▶ [Task directions] Return each line of the listing that follows in which the string "search" can be found.

▶ [Dataset content]

PR #1362, opened 2020-09-18
[PAR WDFT] Laurent Vuillaume

figura01:
done

### DIFF
--- a/index.js
+++ b/index.js
@@ -12,15 +12,81 @@ mongoose
   .connect(MONGODB_URI, {
     useCreateIndex: true,
     useNewUrlParser: true,
-    useUnifiedTopology: true
-  })
-  .then(self => {
+    useUnifiedTopology: true,
+    useFindAndModify: true
+  }).then(self => {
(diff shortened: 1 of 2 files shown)


ta-web-paris:
Hello Laurent !

Nice use of testing, but two things are correct in your lab :
- you have to create a recipe with all the values (yours is just a "test" title it's a little light)
- you have to define more parameters in your Schema : entries have a type but they also have other attributes (are they required ? are they unique ? etc) so you need to work on that too

You should try and correct these points before I mark this lab as fully completed !
You can as well make the tests more compact (maybe just one at the end with a list of the recipes titles ? to check if those who are supposed to be here are here indeed ? it should be enough)

You can try to work with async await as well instead of "then" if you want (though it's not mandatory)

Nina

figura01:
Ty Nina for your comments, in fact I don't have read enough the lab, I miss
the part with the rules of model, ('' name is unique.. ") so I will rework
on that 😋, ty

PR #1363, opened 2020-09-18
[PAR-WDFT-248] SALIM AMEUR

ameursalim:


ta-web-paris:
Hey Salim ! 
Nice job here ! Just one small thing, in your update function, you don't specify which recipe is supposed to be updates (usually you can find it by its name since it's unique it's like an ID, and then set the duration time)

Otherwise nice !

Nina

PR #1368, opened 2020-10-08
[REM-2009] Sandra + Sumi

scmendez:
We tried our best to make pretty, but any feedback on how to improve would be greatly appreciated! (Although we know you're gonna be super busy with lab #2 feedback)

### DIFF
--- a/index.js
+++ b/index.js
@@ -14,14 +14,71 @@ mongoose
     useNewUrlParser: true,
     useUnifiedTopology: true
   })
+
   .then(self => {
     console.log(`Connected to the database: "${self.connection.name}"`);
     // Before adding any documents to the database, let's delete all previous entries
     return self.connection.dropDatabase();
   })
+
   .then(() => {
-    // Run your code here, after you have insured that the connection was made
+    Recipe.create({
+        title: 'recipe1',
+        cuisine: "Asian"
+      })
+      .then((response) => {
+        console.log(response)
+      })
+      .catch((err) => {
+        console.log('oh no:', err)
+      })
+
+    Recipe.insertMany(data)
+      .then((response) => {
+        response.forEach(recipe => {
+          console.log(recipe.title)
+        })
+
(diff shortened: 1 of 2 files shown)


index.js
```diff
@@ -14,14 +14,71 @@ mongoose
...
+    Recipe.insertMany(data)
+      .then((response) => {
+        response.forEach(recipe => {
+          console.log(recipe.title)
+        })
+
+        let updateRigatoni = Recipe.findOneAndUpdate({
+          title: 'Rigatoni alla Genovese'
+        }, {
+          $set: {
```
IH-WebDev-TA-Remote, line 45: findOneAndUpdate knows you will be updating a property in the second argument. So you don't need to specify this with the $set.

index.js
```diff
@@ -14,14 +14,71 @@ mongoose
...
+            duration: 100
+          }
+        })
+
+        updateRigatoni.then(() => {
+          console.log('rigatoni updated!')
```
IH-WebDev-TA-Remote, line 51: you can put the code in these .then and .catch inside the promiseAll .then and .catch. And they act the same way. So checking the resolution of the promises here and not in the promiseAll is sort of redundant.

index.js
```diff
@@ -14,14 +14,71 @@ mongoose
...
+
+        removeCarrotCake.then(() => {
+          console.log('carrot cake removed!')
+        }).catch((err) => {
+          console.log('carrot cake not removed', err)
+        })
+
+        Promise.all([updateRigatoni, removeCarrotCake])
+          .then(() => {
+            console.log('connection is closed')
```
IH-WebDev-TA-Remote, line 68: the console.log will happend before the mongoose connection is closed. 
mongoose.connection.close() is itselft a promise so the console.log to confirm this happened should be inside a .then attached to the connection.close() promise.

IH-WebDev-TA-Remote:
Very good job! Check individual feedback for some improvement, mostly on some redundant code. But still, overall everything works correctly. Well done :)

PR #515, opened 2023-02-23
[ESSI-1786] holding location rendering: handle missing contact values

aploshay:
Rendering code assumes both email and telephone are provided.  This revision should properly handle either/neither/both values being present.


rwingiupui (approved):
+1 Desk Check - All holding information now visible - looks good!

PR #516, opened 2023-02-27
[ESSI-1750] support s3 connections patched for HCP

aploshay:
While it does appear that a blank header value for `accept-encoding`  should be treated equivalently to an `identity` value, the Hitach HCP S3 server isn't doing that.  So this monkeypatches the aws gem to explicitly provide the accepted header value.

### DIFF
--- a/Gemfile
+++ b/Gemfile
@@ -110,3 +110,6 @@ gem 'stackprof', require: false
 
 # hold back hydra-head due to implicit Blacklight 7 requirement in newer versions
 gem 'hydra-head', '10.6.1'
+
+# s3 support for HCP
+gem 'aws-sdk-s3'
--- a/Gemfile.lock
+++ b/Gemfile.lock
@@ -1070,6 +1070,7 @@ PLATFORMS
 DEPENDENCIES
   airbrake
   allinson_flex!
+  aws-sdk-s3
   bagit
   better_errors
   binding_of_caller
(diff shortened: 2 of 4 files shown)


dlpierce:
Is it not possible to set this header when creating the request, instead of changing the global default?

aploshay:
@dlpierce we could monkeypatch this differently, but I don't think we can get out of doing some fairly sweeping version of this, unless/until they fix handling on the Hitachi side (as Randall Embry has requested of Hitachi) in a new release, to handle "" and "identity" values equivalently, as they are supposed to but don't do currently.

Running through the example code that I have attached to the story in JIRA:
#list_objects calls #build_request, which builds a new `Seahorse::Client::RequestContext` instance -- and that _could_ be passed an explicit `Http::Request` object (instead of [defaulting to building a generic, blank instance](https://github.com/aws/aws-sdk-ruby/blob/e24391ae2ea5ef0961a9253510042faf3af898a2/gems/aws-sdk-core/lib/seahorse/client/request_context.rb#L7-L28)), which _could_ be [provided with specific header values](https://docs.aws.amazon.com/sdk-for-ruby/v2/api/Seahorse/Client/Http/Headers.html) -- but then it looks like #build_request would have to be patched to accept (a) new optional argument(s), and we'd have to patch every method that could could call #build_request?

dlpierce (approved):

PR #517, opened 2023-03-01
[ESSI-1787] remove incomplete, invalid holding location API results

aploshay:


rwingiupui (approved):
+1 Desk Check: Changes remove blank holding locations from list

PR #527, opened 2023-04-06
essi-1807 Allow Sidekiq queue to be set from ENV

dlpierce:
This will enable us to run additional sidekiq processes dedicated to specific queues


aploshay (approved):
+1 by inspection

PR #531, opened 2023-04-14
Catalog to uv search

kirkkwang:
ref: https://github.com/scientist-softserv/iiif_print/issues/183

Video demo: https://share.getcloudapp.com/RBurr4bA#

[Remove files that are covered by IIIF Print](https://github.com/IU-Libraries-Joint-Development/essi/commit/9e1539748362b1b08e0c345b791e7f7afc2883ad) 

This commit will remove iiif_helper, _index_header_list_default, and
_universal_viewer. These files are covered by the IIIF Print gem and
would conflit if they were left in the application.  This added a
configuration to the initializer to set the UV config path to account
for `uv_config.json` (with an underscore and not a -).  Lastly, we had
to change the config/uv/uv.html to account for the removal of the
javascript and jquery that was in the _universal_viewer partial to
maintain the same functionality of doing an automatic search from the
catalog to UV.


laritakr (approved):
Looks great!

PR #539, opened 2023-05-05
Improve Selenium configuration and improve multiplatform support

dlpierce:
This started out as a selenium update, but became "Make feature specs work on an ARM cpu"

- Update selenium and capybara
- Use seleniarm chromium image for ARM support
- Respect platform when setting up jemalloc
  - _This one had an innocuous warning at rails startup, but then caused Fedora to respond with a 500 because that "harmless" warning was being included as part of the mime type returned by the characterization tools._
- Set chromium resolution from ENV to workaround broken support for doing it from the spec.
- Add spec/fixtures to browse everything for testing in docker.


kirkkwang (approved):
Awesome, thanks for the improvements!

PR #541, opened 2023-05-11
[ESSI-1805] [ESSI-1812] ingest prederived characterization

aploshay:
Follows the same pattern we have for using pre-derived OCR:

1. Look for a pre-derived file, in the configured directory, with a filename matching the original but substituting "-characterization.xml" for the original file suffix
2. If found, use that file; if not, revert to original behavior (generating characterization via the hyrax stack)

Third commit:
1. refactors into a module, code that was common across the two pre-derivation cases (file characterization, OCR)
2. allows for both IUPUI and IUB style of specifying a derivation folder -- a single folder for everything, vs nested work_id/type subfolders

Fourth commit changes the `skip_derivatives` setting from (when true) doing a "hard skip" of OCR (neither generating it, nor reading pre-provided) to a "soft skip" (using pre-derived when provided, but not generating if nothing was pre-derived)

### DIFF
--- a/app/helpers/prederivation_helper.rb
+++ b/app/helpers/prederivation_helper.rb
@@ -1,0 +1,44 @@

▶ [Response area]
Catalog to uv search
maintain the same functionality of doing an automatic search from the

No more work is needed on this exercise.